- **Problem statement**: Among the entries below, which lines include the string "pipeline"? Show each one.

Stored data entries
PR #78, opened 2023-05-09
Add pipeline for benchmarks on linux machine

stdevMac:
This PR introduces a pipeline that build the recent version of `Paprika.Runner` and runs it in a benchmark environment. The output is reported to a file.

### DIFF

- **Solution for this task**:
Add pipeline for benchmarks on linux machine
This PR introduces a pipeline that build the recent version of `Paprika.Runner` and runs it in a benchmark environment. The output is reported to a file.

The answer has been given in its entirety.